Use phpMyAdmin to try out SQL Commands.


----------



## nisargshah95 (Aug 26, 2014)

[MENTION=129731]Shah[/MENTION] I beleive WAMP server might overwhelm the OP.
I agree with [MENTION=52329]tkin[/MENTION]. I also used MySQL in 12th class and it worked just fine.


----------



## harshilsharma63 (Aug 27, 2014)

Download MySQL community edition. Setup an anonymous account and you are good to go. DO NOT USE WANT/XAAMP as you'll learn much less with them.

Download page: MySQL :: MySQL Community Downloads

- - - Updated - - -

Download MySQL community edition. Setup an anonymous account and you are good to go.
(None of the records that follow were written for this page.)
PR #1314, opened 2019-10-14
iOS Push Notifications - IsRegisteredForRemoteNotifications Update

AndrewEQ:
- updated check to include current user setting in iOS 13

### DIFF
--- a/Source/Fuse.PushNotifications/iOS/Impl.uno
+++ b/Source/Fuse.PushNotifications/iOS/Impl.uno
@@ -163,10 +163,18 @@ namespace Fuse.PushNotifications
 		internal static bool IsRegisteredForRemoteNotifications()
 		@{
 			__block bool isReg = false;
+
+			__block bool isNotificationsSettingsEnabled = false;
+
 			dispatch_sync(dispatch_get_main_queue(), ^{
-			  isReg = [[UIApplication sharedApplication] isRegisteredForRemoteNotifications];
+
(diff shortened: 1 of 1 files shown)


Source/Fuse.PushNotifications/iOS/Impl.uno
```diff
@@ -163,10 +163,18 @@ namespace Fuse.PushNotifications
...
+
+			__block bool isNotificationsSettingsEnabled = false;
+
 			dispatch_sync(dispatch_get_main_queue(), ^{
-			  isReg = [[UIApplication sharedApplication] isRegisteredForRemoteNotifications];
+			  
+				isReg = [[UIApplication sharedApplication] isRegisteredForRemoteNotifications];
+				
+				[[UNUserNotificationCenter currentNotificationCenter] getNotificationSettingsWithCompletionHandler:^(UNNotificationSettings * _Nonnull settings) {
+				    isNotificationsSettingsEnabled = (settings.alertStyle != UNAlertStyleNone);
```
mortend: This line is indented by mixed tabs and spaces.

AndrewEQ: Its ok, I'll sort out the whitespace...

AndrewEQ:
Yeah, it basically allows us to know whether they've turned on push notifications; either by the user not enabling it when first asked or when they purposely turn it off in the app settings. When the user does this, we can change the interface accordingly to say something like "Hey! Notifications are currently off, if you would like to receive them, turn them back on!", and present a button to go the app settings.

PR #1321, opened 2019-11-04
Graceful trigger fail

AndrewEQ:
Added graceful fail to trigger when its not rooted else it crashes the app with the exception.

### DIFF
--- a/Source/Fuse.Triggers/Trigger.uno
+++ b/Source/Fuse.Triggers/Trigger.uno
@@ -342,7 +342,11 @@ namespace Fuse.Triggers
 			if (!_isStarted)
 			{
 				if (!IsRootingStarted)
-					throw new Exception( "Trigger started prior to being rooted: " + this );
+				{
+					Fuse.Diagnostics.UserError("Warning: Trigger.uno - Trigger started prior to being rooted: ", this );
+					return;
+				}
+
 				_isStarted = true;
 				UseContent = true;
 				PlayActions(TriggerWhen.Start);


Source/Fuse.Triggers/Trigger.uno
```diff
@@ -341,8 +341,11 @@ namespace Fuse.Triggers
 		{
 			if (!_isStarted)
 			{
-				if (!IsRootingStarted)
-					throw new Exception( "Trigger started prior to being rooted: " + this );
+				if (!IsRootingStarted){
+					debug_log("Warning: Trigger.uno - Trigger started prior to being rooted: " + this);
+					return;
+				}
```
kusma: Hmm, this just hides the symptoms... Why do you want to do that rather than fixing the actual problem?

mortend: I think we should call `Fuse.Diagnostics.UserWarning(message, object)` to report the warning instead.

https://github.com/fuse-open/fuselibs/search?q=UserWarning&unscoped_q=UserWarning

AndrewEQ: Tried fixing the problem but it randomly occurs, don't know why things are not rooted at the time of triggering the animation, nor how to make sure that it is rooted for sure before triggering the animation.

mortend: @kusma I don't think this have to be a fatal error, so reporting the problem via the Diagnostics API is maybe better than crashing the app.

AndrewEQ: ...switched it to Fuse.Diagnostics.UserError()

Source/Fuse.Triggers/Trigger.uno
```diff
@@ -341,8 +341,11 @@ namespace Fuse.Triggers
 		{
 			if (!_isStarted)
 			{
-				if (!IsRootingStarted)
-					throw new Exception( "Trigger started prior to being rooted: " + this );
+				if (!IsRootingStarted){
+					Fuse.Diagnostics.UserError("Warning: Trigger.uno - Trigger started prior to being rooted: ", this );
```
mortend:
```suggestion
					Fuse.Diagnostics.UserError("Trigger started prior to being rooted", this);
```

Source/Fuse.Triggers/Trigger.uno
```diff
@@ -341,8 +341,11 @@ namespace Fuse.Triggers
 		{
 			if (!_isStarted)
 			{
-				if (!IsRootingStarted)
-					throw new Exception( "Trigger started prior to being rooted: " + this );
+				if (!IsRootingStarted){
```
mortend: Code-style: `{` that should've been on its own line.

AndrewEQ: sorted

PR #1337, opened 2019-12-24
String function expressions

ichan-mb:
Added more string functions :
- `trim` function
- `indexOf` function
- `substring` function
- `replace` function
- `insert` function
- `split` function
- `startsWith` function
- `endsWith` function

This PR contains:
- [x] Changelog
- [ ] Documentation
- [ ] Tests


mortend:
Also, #1337! 🍾

PR #1404, opened 2021-03-23
Update ModuleInstance.uno

AndrewEQ:
Fixes an edge use case where navigation possibly reloads a page which tries to re-add a module again with the same key in the dictionary, thereby throwing a dictionary error which crashes the app: https://github.com/fuse-open/uno/blob/b9bd80402a775f3572e1bf84e32b28b2706de971/lib/UnoCore/Source/Uno/Collections/Dictionary.uno#L358


mortend (approved):

mortend:
- [x] https://travis-ci.org/github/fuse-open/fuselibs/builds/764069917

PR #1414, opened 2021-05-01
TextEditRenderer: enable horizontal scrolling only on lower version of android

ichan-mb:
This is a workaround fix for the issue: https://github.com/fuse-open/fuselibs/issues/1407. When we set alignment to the center or right on the recent version of Android, on lost focus the text won't visible.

DO NOT USE WANT/XAAMP as you'll learn much less with them.

Download page: *dev.mysql.com/downloads/


----------



## tanmaymohan (Aug 28, 2014)

^ The above works fine


----------



## anirbandd (Aug 28, 2014)

MS SQL Server is also very good. you can try it out along with MySQL. 
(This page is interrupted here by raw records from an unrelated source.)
PR #1431, opened 2021-11-03
Squashed commit of the global markdown adjustments

Anagrr:
This PR contains:
- [ ] Changelog
- [x] Documentation
- [ ] Tests

### DIFF
--- a/Source/Fuse.Alerts/Triggers.uno
+++ b/Source/Fuse.Alerts/Triggers.uno
@@ -29,28 +29,29 @@ namespace Fuse
 	public delegate void AlertHandler(object sender, AlertArgs args);
 
 	/**
-		This is trigger action for showing native alert dialog with a single button. Only available on iOS or Android
+This is trigger action for showing native alert dialog with a single button. Only available on iOS or Android
 
-		## Example
+## Example
 
-			The following example shows how to use it:
-
-				<JavaScript>
-					module.exports = {
-						handler: function(data) {
-							if (data.buttonLabel == 'Yes'){
-								console.log("yes button clicked")
-							}
-						}
-					};
-				</JavaScript>
-				<Panel>
-					<Button Text="Display Alert" Alignment="Center">
-						<Clicked>
-							<ShowAlert Message="Hello world!" OkLabelButton="Yes" Handler="{handler}"/>
-						</Clicked>
-					</Button>
-				</Panel>
+The following example shows how to use it:
+'''javascript
+<JavaScript>
+	module.exports = {
+		handler: function(data) {
+			if (data.buttonLabel == 'Yes'){
+				console.log("yes button clicked")
+			}
+		}
+	};
+</JavaScript>
+<Panel>
+	<Button Text="Display Alert" Alignment="Center">
+		<Clicked>
+			<ShowAlert Message="Hello world!" OkLabelButton="Yes" Handler="{handler}"/>
+		</Clicked>
+	</Button>
+</Panel>
+```
 	*/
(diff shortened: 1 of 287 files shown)


Source/Fuse.Alerts/Triggers.uno
```diff
@@ -29,28 +29,29 @@ namespace Fuse
 	public delegate void AlertHandler(object sender, AlertArgs args);
 
 	/**
-		This is trigger action for showing native alert dialog with a single button. Only available on iOS or Android
+This is trigger action for showing native alert dialog with a single button. Only available on iOS or Android
```
mortend, line 32: This comment and other comments should be indented inside the `/**` with two tabs like before

Source/Fuse.Alerts/Triggers.uno
```diff
@@ -133,30 +134,31 @@ namespace Fuse
 	}
 
 	/**
-		This is trigger action for showing an ok/cancel dialog. Only available on iOS or Android
+This is trigger action for showing an ok/cancel dialog. Only available on iOS or Android
```
mortend, line 137: Two tabs

Source/Fuse.Android/StatusBarConfig.uno
```diff
@@ -31,27 +31,28 @@ namespace Fuse.Android
 	}
 
 	/**
-		Configures the appearance of the status bar on *Android*.
+Configures the appearance of the status bar on *Android*.
```
mortend, line 34: Two tabs

Source/Fuse.Auth/BiometricModule.uno
```diff
@@ -14,7 +14,7 @@ namespace Fuse
 		## Example
 
 			The following example shows how to use it:
-
+			```javascript
```
mortend, line 17: `xml` is better here I think?

Source/Fuse.Charting/PlotAxis.uno
```diff
@@ -153,7 +154,7 @@ namespace Fuse.Charting
 		# Example
 
 		The following example places labels on the y-axis of a bar chart.
-
+		```javascript
```
mortend, line 157: `xml`?

Source/Fuse.Charting/PlotBar.uno
```diff
@@ -27,7 +27,7 @@ namespace Fuse.Charting
 		# Example
 
 		The following example draws a red bar chart using the `PlotBar` element and @Rectangle
-
+		```javascript
```
mortend, line 30: `xml`?

mortend (changes requested):
Nice work :D

Source/Fuse.Auth/BiometricModule.uno
Anagrr: In these specific cases, JS is better for visual highlight, because we have more (or almost equal) code lines then the markup tags. In case of use `xml` we lost the js highlight

mortend: Cool, that's a good point. In that case it looks like writing `js` is more popular than `javascript`.

Anagrr: They are equal for the highlighting engine. We can use both

Source/Fuse.Alerts/Triggers.uno
mortend: This still needs two tabs.

mortend (commented):
A few more tabs please. :)

mortend (approved):

PR #1433, opened 2021-11-08
iOS: fix MetalAngle compile errors

### LINKED ISSUE #1432: Could not compile iOS project when -DMetal flag is set
**Describe the bug**
On the `Uno v2.0.0` has the ability to pass `-DMetal` to compile ios project using Metal backend instead of using OpenGL. but it gives errors and is unable to compile properly. I suspect we have to modify the `GraphicsView` class 

**To Reproduce**
Create a simple/empty project. and then compile with: `uno build -DMetal`

**Expected behavior**
The project should compile with no error 

**Screenshots**

image

mortend:
This fixes compile errors and enables building using -DMETAL.

The -DMETAL flag was introduced in https://github.com/fuse-open/uno/pull/396.

Apps are crashing so it looks like more work is needed to support
MetalANGLE in Fuselibs.

Closes #1432

### DIFF
--- a/Source/Fuse.Common/GraphicsWorker.uno
+++ b/Source/Fuse.Common/GraphicsWorker.uno
@@ -7,6 +7,7 @@ using Fuse;
 namespace Fuse
 {
 	[extern(ANDROID) Require("Source.Include", "Uno/Graphics/GLHelper.h")]
+	[extern(IOS && METAL) Require("Source.Include", "MetalANGLE/MGLKit.h")]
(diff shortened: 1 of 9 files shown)


ichan-mb:
With this PR, now we can compile the iOS project with `-DMetal` without any errors.. 👍

ichan-mb:
But when I test using simple app just showing a rectangle and run the application, it only show blank with a black screen

mortend:
Cool, fixing compile errors is a start. I will look more into the other problems later.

SQL server is most widely used. its used almost everywhere and the UI is very easy and good. particularly MS's Intellisense is very good and helps a lot. it also has seamless integration with Visual Studio..


----------



## tkin (Aug 28, 2014)

anirbandd said:


> MS SQL Server is also very good. you can try it out along with MySQL.
> 
> SQL server is most widely used. its used almost everywhere and the UI is very easy and good. particularly MS's Intellisense is very good and helps a lot. it also has seamless integration with Visual Studio..


Is it free?


----------



## G.Ashwinkumar (Aug 28, 2014)

Well guys thanks for your replies! Well i thought i was simple enough i just want a software to try create table <tablename> (fn1 dt1,...) yes such simple ones( atleast this is what i have in my portions) so i don't think integration with visual studio and all wouldn't matter to me at all. Well i followed the thread and headed to the mysql community download section and there was given a lot of versions to select from so i downloaded mysql community server 5.6.20 64 bit zip archive and couldn't figure out on a way to install it. So i again downloaded mysql workbench and installed it. But have no idea on how to create a simple coding and test it? Just how when i try to use it it shows some connection ... and then when i try to connect it shows connection not established some error.... Guys i want to be clear i have a 64 bit pc and no knowledge whatsoever on sql, sql is just a very small part in our cbse board view so please give me detailed steps on what to download and how to install so that i can understand the basic working of create, select , alter, update, drop,insert.. queries, some constraints and a few more basic things..( no the entire programming language is not there for us). Please help me. I noticed that in our school they use sql ++ version 8i when i checked on google i came to know it was very outdated but still it was very simple and lpain straightforward so if someone can help me get that version or something very similar it would be really good. PLease help me this monday i have exams PLease be quick and detailed!


----------



## anirbandd (Aug 29, 2014)

tkin said:


> Is it free?



express edition is AFAIK.

- - - Updated - - -



G.Ashwinkumar said:


> Well guys thanks for your replies! Well i thought i was simple enough i just want a software to try create table <tablename> (fn1 dt1,...) yes such simple ones( atleast this is what i have in my portions) so i don't think integration with visual studio and all wouldn't matter to me at all. Well i followed the thread and headed to the mysql community download section and there was given a lot of versions to select from so i downloaded mysql community server 5.6.20 64 bit zip archive and couldn't figure out on a way to install it. So i again downloaded mysql workbench and installed it. But have no idea on how to create a simple coding and test it? Just how when i try to use it it shows some connection ... and then when i try to connect it shows connection not established some error.... Guys i want to be clear i have a 64 bit pc and no knowledge whatsoever on sql, sql is just a very small part in our cbse board view so please give me detailed steps on what to download and how to install so that i can understand the basic working of create, select , alter, update, drop,insert.. queries, some constraints and a few more basic things..( no the entire programming language is not there for us). Please help me. I noticed that in our school they use sql ++ version 8i when i checked on google i came to know it was very outdated but still it was very simple and lpain straightforward so if someone can help me get that version or something very similar it would be really good. PLease help me this monday i have exams PLease be quick and detailed!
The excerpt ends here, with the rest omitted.